Data to process section start

PR #3081, opened 2024-09-06
feat: dashboard slideshow

jenniferarnesen:
Implements [DHIS2-13038](https://dhis2.atlassian.net/browse/DHIS2-13038)

Details about how it works:

1. When entering the Slideshow/fullscreen, the parent div of the ItemGrid is put into browser fullscreen. That same div remains in fullscreen the entire time, while the dashboard items are displayed/hidden in turn using css `opacity`. Css `opacity` is used instead of `display` or `visibility` so that the items can first be resized to fullscreen while "invisible", and then be made visible.

2. When first opening the slideshow, a flag (isPreSlideshow) is used to initially hide the item with opacity: 0 so that it can be resized and then appear fullscreen without the user seeing the resizing happen. This works ok, but I'm not sure it's worth the trouble

3. Progressive loading. When the dashboard goes into fullscreen/slideshow, then progressive loading, instead of being based on proximity to the viewport, will load the next and previous items in the fullscreen display order.

### TODO

-   [x] progressive loading
-   [x] check all item types
-   [x] small screen view (no fullscreen in small screen view)
-   [x] applied filters and active types
-   [x] verify print views, especially tables
-   [x] cypress tests
-   [x] Tested on large displays
-   [x] Disable nav buttons when there is only 1 item
-   [x] "Filter applied" label
-   [x] Offline should be possible to see visualizations if they are already loaded
-   [x] Hi-res screen - navigation bar is visibly resizing
-   [x] Opening legend on chart, lose keyboard navigation - this is expected behavior

[DHIS2-13038]: https://dhis2.atlassian.net/browse/DHIS2-13038?atlOrigin=eyJpIjoiNWRkNTljNzYxNjVmNDY3MDlhMDU5Y2ZhYzA5YTRkZjUiLCJwIjoiZ2l0aHViLWNvbS1KU1cifQ


cypress/e2e/slideshow.feature
```diff
@@ -0,0 +1,20 @@
...
+        When I click the exit slideshow button
+        Then the normal view is shown
+
+
+    Scenario: I view fullscreen on the second item of the dashboard
+        Given I open the "Delivery" dashboard
+        When I click the fullscreen button on the second item
+        Then item 2 is shown in fullscreen
+        When I click the exit slideshow button
+        Then the normal view is shown
```
HendrikThePendric, line 20: Without having seen the actual implementation yet, I wonder if perhaps it would add value to add a test scenario for opening the last item and navigating backwards?

src/pages/view/styles/ItemGrid.module.css
```diff
@@ -1,3 +1,32 @@
...
+/* react-grid-layout uses width and height instead
+   off css logical properties, so these are the properties
+   that need to be overridden */
+/* stylelint-disable csstools/use-logical */
+.fullscreenItem {
+    width: 100% !important;
+    height: calc(100vh - 40px) !important;
+    transform: none !important;
+}
+/* stylelint-enable csstools/use-logical */
```
HendrikThePendric: Luckily I don't think this could cause any issue at all, since the item covers pretty much the entire screen 🤣

src/pages/view/useSlideshow.js
```diff
@@ -0,0 +1,105 @@
...
+    const [isPreSlideshow, setIsPreSlideshow] = useState(false)
+
+    // Sort items into order on dashboard
+    // and filter out items that don't support fullscreen
+    useEffect(() => {
+        const sItems = sortBy(displayItems, ['y', 'x']).filter((i) =>
+            itemTypeSupportsFullscreen(i.type)
+        )
+        sortedItems.current = sItems
+    }, [displayItems])
```
HendrikThePendric: Instead of using `useEffect`, I would recommend using `useMemo` here. 
```js
const sortedItems = useMemo(() => sortBy(displayItems, ['y', 'x']).filter((i) =>
    itemTypeSupportsFullscreen(i.type)
), [displayItems])
```

src/pages/view/useSlideshow.js
```diff
@@ -0,0 +1,105 @@
+import sortBy from 'lodash/sortBy.js'
+import { useState, useEffect, useRef, useCallback } from 'react'
+import { useSelector, useDispatch } from 'react-redux'
+import { acSetSlideshow } from '../../actions/slideshow.js'
+import { itemTypeSupportsFullscreen } from '../../modules/itemTypes.js'
+import { sGetSlideshow } from '../../reducers/slideshow.js'
+
+const useSlideshow = (displayItems, slideshowElementRef) => {
+    const dispatch = useDispatch()
+    const sortedItems = useRef([])
```
HendrikThePendric: This const should be replaces by the memoized const.

HendrikThePendric (changes requested):
These changes are looking great 😍 . I've left a few comments in the code, but nothing critical. I also tested the functionality briefly and did encounter an issue there. When navigating from one item to the next the black area at the bottom of the page seems to briefly expand. Is there anything that can be done about that.

Here's a screen recording:
https://github.com/user-attachments/assets/59bcb161-dde7-4ee2-96dd-146d77cb9c4d

Some additional info:
I'm on MacOS, using a MacBook Pro with M1 Max and showing the slideshow on an external 4K 32" monitor. My browser is Chrome Version 131.0.6778.109 (Official Build) (arm64).

**UPDATE**
I've also tested my on my laptop monitor and the issue cannot be reproduced there. I've also tried on that monitor with CPU throttling enabled, and still wasn't able to replicate the issue.... So it does not appear to be a performance related issue.....

**UPDATE 2**
I also tried scaling down the resolution of the external monitor and the problem goes away there too. So it seems to be related to screen resolution... The 2560x1440px is still working OK, but when I scale up to the next resolution 3008x1692px the problem starts to occur. Also, the amount by which the bottom bar increases in size during navigation seems be directly related to the resolution. On 3008x1692px I see a small height-increase, and when I scale the resolution up, each step gets a bigger height increase.

cypress/e2e/slideshow.feature
jenniferarnesen: Ill add a test for that

jenniferarnesen:
> These changes are looking great 😍 . I've left a few comments in the code, but nothing critical. I also tested the functionality briefly and did encounter an issue there. When navigating from one item to the next the black area at the bottom of the page seems to briefly expand. Is there anything that can be done about that.

Could you share a video? I don't see it.

HendrikThePendric (approved):
After fixing the large-monitor-issue and changing to `useMemo`, this PR looks great. Approved 🎉

cypress/e2e/slideshow.feature
jenniferarnesen: Done

janhenrikoverland (approved):

PR #3127, opened 2024-10-21
chore(app-platform): upgrade platform tools to use vite and react 18

kabaros:
[DHIS2-18794](https://dhis2.atlassian.net/browse/DHIS2-18794)

Relates to https://github.com/dhis2/app-platform/pull/887.

[DHIS2-18794]: https://dhis2.atlassian.net/browse/DHIS2-18794?atlOrigin=eyJpIjoiNWRkNTljNzYxNjVmNDY3MDlhMDU5Y2ZhYzA5YTRkZjUiLCJwIjoiZ2l0aHViLWNvbS1KU1cifQ

Additional changes are:
* fix SonarQube errors

Quality checklist

- [ ] Docs added N/A
- [x] d2-ci dependency replaced (requires https://github.com/dhis2/analytics/pull/1785)
- [x] Small screen tested
- [x] Offline tested
- [x] Tester approved (@HendrikThePendric)


cypress.config.js
```diff
@@ -30,7 +30,7 @@ module.exports = defineConfig({
         specPattern: ['cypress/e2e_cucumber/*.feature', 'cypress/e2e/*.cy.js'],
         viewportWidth: 1280,
         viewportHeight: 800,
-        defaultCommandTimeout: 45000,
+        defaultCommandTimeout: 15000,
```
HendrikThePendric, line 33: I think it probably makes sense to use a reduced timeout. 45 seconds is an extremely long time to wait for a UI to update. But perhaps we should monitor E2E flakiness a bit more closely for a while.

package.json
```diff
@@ -5,17 +5,16 @@
     "private": true,
     "license": "BSD-3-Clause",
     "dependencies": {
-        "@dhis2/analytics": "^28.0.3",
-        "@dhis2/app-runtime": "^3.13.2",
+        "@dhis2/analytics": "git+https://github.com/d2-ci/analytics.git#d6e820515ef93e71e8b6e364e966a843a7d53efb",
```
HendrikThePendric: This still needs to be updated after we've tested things out

src/AppWrapper.jsx
```diff
@@ -1,13 +1,17 @@
...
+import AppDataProvider from './components/AppDataProvider/AppDataProvider.jsx'
+import WindowDimensionsProvider from './components/WindowDimensionsProvider.jsx'
 import configureStore from './configureStore.js'
 
 import './locales/index.js'
 
+if (typeof global === 'undefined') {
+    window.global = window
+}
+
```
HendrikThePendric, line 17: I happen to know this is to prevent issues with the `d2-utilizr` lib, but am likely to forget. It would be good to add a comment here.

HendrikThePendric (commented):
This wasn't the easiest PR to review because it contains so many unrelated changes and a the majority of the changes seem to be mostly syntax-related. I gave it my best shot though and left a few comments. The ones about the analytics lib and window.global will need to be resolved before I can approve.

One thing made me a bit uneasy while reviewing:
- Some E2E files have been moved and have had changes
- As a result they look like removed and new files while reviewing
- There are also a lot of tests commented out. I know this was already the case before this PR as well

But given the above, I keep thinking "is it still the same tests that are disabled? Or did more tests have get disabled in this PR"? The only way to check would be to compare the removed files with the new files and this would be extremely time consuming. So I think I'm just gonna have to live with this uneasiness...

jenniferarnesen:
> This wasn't the easiest PR to review because it contains so many unrelated changes and a the majority of the changes seem to be mostly syntax-related. I gave it my best shot though and left a few comments. The ones about the analytics lib and window.global will need to be resolved before I can approve.
> 
> One thing made me a bit uneasy while reviewing:
> 
> * Some E2E files have been moved and have had changes
> * As a result they look like removed and new files while reviewing
> * There are also a lot of tests commented out. I know this was already the case before this PR as well
> 
> But given the above, I keep thinking "is it still the same tests that are disabled? Or did more tests have get disabled in this PR"? The only way to check would be to compare the removed files with the new files and this would be extremely time consuming. So I think I'm just gonna have to live with this uneasiness...

I understand this was confusing. I've pulled out the Cypress test changes

src/AppWrapper.jsx
jenniferarnesen: I'll add a comment. It fixes the "legacy" plugins for EV and ER, as global is used there (see plugin.js)

package.json
jenniferarnesen: Yes, there is a task for this in the PR.

cypress.config.js
jenniferarnesen: At one point I had increased it to 45000 to give time for plugins to load. But now that most of the checks within the plugin have been removed, this long timeout shouldn't be needed.

package.json
jenniferarnesen: Updated

HendrikThePendric (approved):
LGTM

PR #1298, opened 2026-08-29
Show game-speed-scaled waits on pirate event help

raphaelmonticello:
## Problem

On a Marathon playthrough, the harbor pirate event offered to spend 150 muskets for an 80% chance of a pirate ship. The musket cost was already scaled correctly (50 x StoragePercent), but the option help never stated the wait for the ship.

EVENT_PIRATES_4a waits iEventTime 5, which applyEvent scales by GrowthPercent. On Marathon that is 15 turns. The follow-up also has iRevoltTurns 1, which the generic event help scales to 3 turns of disorder. That 3 is the number that showed up as a wait, so the option looked like a 3-turn ship instead of 15.

The same popup's treasure option hardcoded "after 5 turns" in every language, so Marathon still read 5 there as well. Portuguese TXT_KEY_EVENT_DELAY_TURNS still said "in" instead of "em".

## Fix

- getHelpPirates4 now prints the 80% ship chance with the same GrowthPercent delay applyEvent uses.
- getHelpPirates1 / TXT_KEY_EVENT_PIRATES_1_HELP take the scaled wait instead of a hardcoded 5.
- Portuguese delay fragment is "em %d1 turnos".

Python and XML only. Restart the game (or reload the mod) to pick this up. No DLL change.

The 80% roll still happens immediately when the option is accepted. The remaining 20% does not schedule a follow-up and has no fail popup. That part is unchanged.

## Test

- Marathon: muskets option should show 150 muskets and 15 turns for the 80% ship. Treasure option should say 15 turns, not 5.
- Normal speed should still show 5.

### DIFF
--- a/Assets/Python/EntryPoints/CvRandomEventInterface.py
+++ b/Assets/Python/EntryPoints/CvRandomEventInterface.py
@@ -5478,6 +5478,20 @@ def _getPiratesScaledTurns(iBaseTurns):
 	iPercent = gc.getGameSpeedInfo(gameSpeedType).getGrowthPercent()
 	return max(1, int((iBaseTurns * iPercent) / 100))
 
+def _getPiratesFollowupChanceAndDelay(event, szFollowupType):
+	# 1. EventTimes in XML is the standard-speed wait.
+	# 2. applyEvent scales that by growth percent, so the option help has to do the same.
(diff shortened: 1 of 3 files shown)


Schmiddie1979:
Thanks, nice catch.

PR #1299, opened 2026-08-30
Show workshop input yields on city building tooltips

### LINKED ISSUE #1173: Butcher bldg tooltip does not show all produce types
**Describe the bug**
When mousing over the butcher building in city-view, I only see Down and Feathers as reported outputs, even though my butchers are butchering pigs. See screenshot.

**To Reproduce**
1. Produce pigs (or I suspect cows).
2. Mouseover butcher in city-view.

**Expected behavior**
I expect the tooltip to display information relevant to what I'm producing.

**Screenshots and savegames**
Image
Hopefully this link works ^^.

**Personal modifications**
None

**Version of We The People**
Compiled 4.2DEV version, pulled Sept 2, 2025.

**Additional context**
NA

raphaelmonticello:
## Problem

City building tooltips listed output per citizen (for example 3 household goods) but not the inputs needed to make that output. The recipe was only in the civilopedia strategy text. On a village market that meant the hover did not show exotic wood and goat hides next to the goods.

Empty worker slots on a building also passed specialbuilding -1, so that hover showed no building help at all.

Butcher and similar workshops produce two yields. The hover only printed `getYieldsProduced(0)`, so pig butchering looked like downs only (#1173).

## Fix

- Building hover now prints the profession output and the consumed yield icons on the same line, e.g. `3 [goods] per Citizen (Consumes: [exotic wood][goat hides])`.
- Extra produced yields are appended, so butcher shows food plus hides/wool/downs.
- The production-icon hover on the building uses the same consume list.
- Empty worker slots use the building id in data2 so they get the same tooltip.
- Civilopedia building requires list gets the consume icons and extra outputs too.

This applies to every workshop with profession output. Chains without inputs (town hall bells, chapel, school, hospital, court, tavern) keep the old output-only line.

Village market was playtested. No XML change; existing `TXT_KEY_YIELD_CONSUMED` is reused.

Needs a rebuilt DLL.

Fixes #1173


Schmiddie1979:
Thanks, looks gread so far. 

However, I might have found an issue while testing this.

The Butcher profession can produce six different yields, but when hovering over the individual yields in the city interface, only two of them (Down and wool) show the corresponding information in the yield tooltip regarding a sale.

The new building tooltip itself is intended to display all entries from getNumYieldsProduced(), so this seems to be a separate inconsistency in the yield-hover tooltip (CvGameTextMgr::setYieldHelp()) or in the way multi-output professions are accounted for there.

Since the purpose of this PR is also to improve support for professions with multiple outputs, I think this case should be checked before merging. Ideally, all six Butcher outputs should be represented consistently both in the building tooltip and when hovering over the individual yields.

image


input info works good.

raphaelmonticello:
Good catch. The meat building is six butcher professions (sheep, goats, cattle, pigs, chicken, geese), each with two outputs. The city yield icon only wired the first and last primary yields, so the hover showed wool and downs and skipped the rest.

Pushed a follow-up: hovering a yield now also lists every indoor profession this city can run for that yield (recipe + extra produced icons + consume list), not only the ones currently staffed. Needs a rebuilt DLL.

Schmiddie1979:
image
image

still does not work for butcher builkdings regarding prices / demands...production input for worker is fine, but not price overview. Could you please check?

raphaelmonticello:
The worker tooltip was already listing both outputs. The production-icon hover is a different widget: it only stored two yield ids (first butcher profession and last), so you got wool and downs prices and nothing for hides, goat hides, pig skin or food.

Pushed a follow-up. Hovering that icon now expands to every yield the shared indoor professions produce, each with Europe / Africa / Port Royal prices, domestic demand, and the consume list. Needs a rebuilt DLL.

Schmiddie1979:
Oh my god...hehe. All goods are shown, but the list is cut at the end - maybe we should try not to show food, because its an extra yield in order to shorten the overview - or can it be shown side by side, not one below the other?

image

raphaelmonticello:
Agreed, that list was too long. The hover was dumping a full city yield report for every butcher output, including food as a byproduct, so it ran off the screen.

Pushed a shorter version. Hovering the production icon now only lists each profession's *primary* good (hides, wool, downs, goat hides, pig skin) with Europe / Africa / Port Royal prices and domestic demand. Food is skipped here: it is an extra output and already has its own city food icon. Recipes and worker production stay on the worker tooltip, where they fit. Side-by-side columns are not something this tooltip can do. Needs a rebuilt DLL.

Schmiddie1979:
Hm, seems that all changes are gone...and also no output is shown anymore - hence every information is gone  - upload issue?

raphaelmonticello:
Not an upload issue. The PR still has every commit (recipes on the worker tooltip, extra produced icons, then the price hover experiments).

The last compact hover could come out blank, so it looked like everything had vanished. That was a bug in the production-icon hover, not missing files.

Pushed a follow-up: that hover always shows a short price/demand block for each *primary* butcher good (hides, wool, downs, goat hides, pig skin). Food is still skipped there. If that list is empty, it falls back to the original two-yield help so the tooltip is never blank. Worker production details are unchanged.

Please rebuild the DLL from this branch. Python/XML restart is not enough for this one.

Schmiddie1979:
compile error...this seems to be a tough one :-)

image

raphaelmonticello:
Ha, not so tough this time :-)

Assert compile failed on `GC.getNumYieldInfos()`. That exists on the Python/Cy side (`gc.getNumYieldInfos()`), but not on `CvGlobals`. Yields are a compile-time enum, so the C++ bounds check is `NUM_YIELD_TYPES`.

Pushed a one-line fix. Please rebuild the DLL from this branch. The hover itself is unchanged: primary butcher goods (hides, wool, downs, goat hides, pig skin) with prices/demand, food skipped, fallback so it is never blank.

Schmiddie1979:
Hm, looks like this now: 

image

raphaelmonticello:
The five primary goods and the prices are right, and skipping food is right. Chicken and geese both make downs, so five lines is correct, not six.

What is still awkward for the player is the layout. Those Europe / Africa / Port Royal lines were written for the wide city-yield hover. On this production icon they wrap, so Kauf and the buy price sit on two lines and the tooltip becomes a tall strip.

We still cannot do real columns. What we can do is one line per good with all three markets on that row. Example: wool with EU/AF/PR sell/buy together. That is basically the side-by-side idea in this tooltip.

Want me to try that before you merge?

Schmiddie1979:
Sounds good, lets try

raphaelmonticello:
Tried the one-line layout.

Each primary good is now a single row: icon, name, EU/AF/PR sell/buy, gold at the end. Domestic demand only shows on that same row if the city actually has any. Food is still skipped.

Please rebuild the DLL from this branch (and restart so the new text keys load).

PR #1301, opened 2026-08-30
Do not fail untracked quests when a stored unit is gone

### LINKED ISSUE #1068: Giving the king a frigate for a random event can cause an unrelated quest to fail
From the bug reporting channel

> If you give your king a frigate (for a random event) while the quest for obtaining a royal battleship is active, the quest will automatically fail 
becomes even more of a headache if you buy your first frigate fairly late in the game (and if it is your first navy ship), as the event for giving your king that frigate and the quest both trigger, effectively locking you out of the quest 
something similar happens with the slave barque quest: If you have the slave barque quest active and you put a slave in one of your cities to work, the quest for obtaining two slave barques also fails

raphaelmonticello:
`checkExpireEvent` failed any quest whose stored `m_iUnitId` unit was gone.

The six-warships and slave-barque *start* triggers pick a unit only to test "you have N of these". `bTrackUnit` is 0 on those. Giving the king that frigate (commandeered event kills it) or assigning that slave to a city then failed the unrelated quest.

Expire on a missing unit only if the trigger asked to track it.

Needs a rebuilt DLL.

Fixes #1068

### DIFF
--- a/Project Files/DLLSources/CvPlayer.cpp
+++ b/Project Files/DLLSources/CvPlayer.cpp
@@ -16176,7 +16176,12 @@ bool CvPlayer::checkExpireEvent(EventTypes eEvent, const EventTriggeredData& kTr
 		}
 	}
 
-	if (kTriggeredData.m_iUnitId != -1)
+	// Only fail the quest because the stored unit is gone when the trigger
+	// asked to track that unit. Start triggers like six warships / slave
+	// barques pick a unit to test "you have N of these", but bTrackUnit is
+	// 0: giving the king that frigate, or assigning that slave to a city,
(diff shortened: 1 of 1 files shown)


Schmiddie1979:
From my perspective, this is a sensible and logically correct change. A quest should only fail because a stored unit is gone if that unit is actually meant to be tracked. However, with the current code in initTriggeredData(), the unit ID is already only stored when bTrackUnit is enabled. Therefore, the fix may no longer be strictly necessary for newly triggered quests. Nevertheless, it provides an additional safeguard, particularly for existing trigger data or older savegames, and I don't see any harmful side effects.

PR #1302, opened 2026-08-30
Name the planted forest, not the tundra terrain

### LINKED ISSUE #1016: [v4.1 Bug] Tooltip for planting forrest refers to base terrain instead to plantable forrest type
**Version**
The version played is 4.1 .

**What did I do?**
I moved a pioneer on a hills/tundra tile and hoverd over the button for planting a forest.

**Expected result**
The tooltip saying: "Plant northern forrest"

**Observed result**
The tooltip says: "Plant tundra"

v4_1 Bug wrong text on plant forrest button

raphaelmonticello:
The tundra reforestation button said "Plant tundra". It plants `FEATURE_FOREST_TUNDRA` (Northern Forest), not the base terrain.

English / Portuguese / French / German / Russian now name the forest, matching the feature text and the expected "Plant northern forest".

XML text only. Restart the game. No DLL rebuild.

Fixes #1016

### DIFF
--- a/Assets/XML/Text/XML_AUTO_UTF8_BuildInfo.xml
+++ b/Assets/XML/Text/XML_AUTO_UTF8_BuildInfo.xml
@@ -370,11 +370,11 @@
 	</TEXT>
 	<TEXT>
 		<Tag>TXT_KEY_BUILD_REFORESTATION_TUNDRA</Tag>
-		<English>Plant tundra</English>
-		<Portuguese>Plantar tundra</Portuguese>
-		<French>Planter une taïga</French>
-		<German>Taiga aufforsten</German>
-		<Russian>Высадить [COLOR_HIGHLIGHT_TEXT]тундру[COLOR_REVERT]</Russian>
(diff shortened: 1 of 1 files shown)


Schmiddie1979:
I think this question should probably be considered in light of the key "TXT_KEY_BUILD_REFORESTATION_TUNDRA". To me, this seems to refer to the command itself. The question is therefore how the wording should be understood: does "Reforestation Tundra" mean reforesting tundra, i.e. the terrain on which the action is performed, or is the command supposed to describe what is being planted, i.e. the resulting forest type? It would also be useful to compare this with the other reforestation commands: how are they named, and do they refer to the terrain being reforested or to the type of forest being planted?

Schmiddie1979:
Furthermore: I assume the current English translation is wrong - thats right (hence translation mistake), the original German version was probably not and had the meaning of the first alternative

Schmiddie1979:
thx, will add this translation directly in develop version.

PR #1303, opened 2026-08-30
Keep yield cargo on a captured wagon train

### LINKED ISSUE #1181: Capturing a wagon train leaves the yield cargo as standalone units, which vanishes the following turn
Capturing a wagon train leaves the yield cargo as standalone units, which vanishes the following turn.

To reproduce go to La Isabella (far east of the yellow land), select the buccaneer and attack the French wagon trains directly west of it. 4 yield units will be dropped outside of the wagon trains.

Savegame
[yield capture bug.zip](https://github.com/user-attachments/files/22667358/yield.capture.bug.zip)

video
https://cdn.discordapp.com/attachments/1055869225358606356/1423393582500286464/2025-10-02_14-36-56.mp4?ex=68e02613&is=68ded493&hm=3c23436467c7a64cbf6b5b7f44c258424cfdd7f11007d11105ddf809b6a272ac&

raphaelmonticello:
Capturing a wagon train dumped its yield cargo as standalone goods units on the plot. Those vanish the next turn.

Combat no longer captures/kills goods that are loaded on a land wagon. `kill` keeps them on the wagon through delayed death, then loads them onto the captured transport.

Pirate `isCapturesCargo` loot from sunk ships is unchanged.

Needs a rebuilt DLL.

Fixes #1181

### DIFF
--- a/Project Files/DLLSources/CvUnit.cpp
+++ b/Project Files/DLLSources/CvUnit.cpp
@@ -636,12 +636,10 @@ void CvUnit::kill(bool bDelay, CvUnit* pAttacker)
 		pUnitNode = pPlot->nextUnitNode(pUnitNode);
 	}
 
-	// Yield cargo captured as standalone goods units vanishes next turn.
-	// If this transport is itself being captured, remember the yields and
-	// load them onto the new wagon after it is created.
-	std::vector<UnitTypes> aeYieldCargoUnits;
-	std::vector<ProfessionTypes> aeYieldCargoProfessions;
-	std::vector<int> aiYieldCargoStored;
+	// Yield cargo captured as standalone goods vanishes next turn.
+	// Combat leaves it on the wagon. When this transport is captured,
+	// let kill() spawn the goods for the capturing player, then load
+	// those units onto the new wagon.
 	const PlayerTypes eYieldCargoPlayer = getCapturingPlayer();
 
 	for(uint i=0;i<oldUnits.size();i++)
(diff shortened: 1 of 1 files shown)


Schmiddie1979:
Could you please check again. I tried to capture wagons with different goods from enemy but still as in the current develop version only the wagon was captured, not the goods. I double checked whether I had the correct file and recompiled before I tested...

raphaelmonticello:
You were right, the wagon was coming in empty.

The first version destroyed the yield cargo and tried to rebuild it. That rebuild never made it onto the captured wagon.

Pushed a follow-up. Combat still leaves the goods on the wagon. `kill()` now captures those yield units the normal way, then immediately loads the capturer's loose yield units on the plot onto the new wagon so they are not left standing on the ground. Needs a rebuilt DLL.

Schmiddie1979:
Are you sure? Still does not work...no captured goods

Schmiddie1979:
PR #1303 was not merged because the proposed implementation did not reliably preserve captured wagon cargo.

The original version attempted to preserve and recreate the yield cargo during the capture process, but in testing the captured wagon still ended up without its goods.

A later version changed the approach and captured the yield units separately first, then searched the plot for loose captured yield units and loaded them onto the newly captured wagon.

This still did not reliably solve the problem and introduced an additional issue: once the cargo had been separated from its original transport, the original wagon-to-cargo association was lost. When multiple loaded land transports were captured on the same plot, goods could therefore be assigned to the wrong wagon. If that wagon did not have enough cargo capacity, goods could also be lost.

Instead, I implemented a different solution that keeps the original association between each land transport and its cargo intact throughout the capture process. Yield cargo remains attached to its corresponding transport until that transport itself is processed, and is then restored to the newly captured version of that specific transport.

This avoids reconstructing cargo ownership from loose yield units on the plot, handles multiple captured wagon trains correctly, and leaves the existing sea transport capture behavior unchanged.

Data to process section end

**Prompt**
Which lines above run from the one containing "### LINKED ISSUE #1068: Giving" down to the one containing "will automatically fail"? Repeat exactly those, both ends included, and nothing else.

**Task response**
### LINKED ISSUE #1068: Giving the king a frigate for a random event can cause an unrelated quest to fail
From the bug reporting channel

> If you give your king a frigate (for a random event) while the quest for obtaining a royal battleship is active, the quest will automatically fail 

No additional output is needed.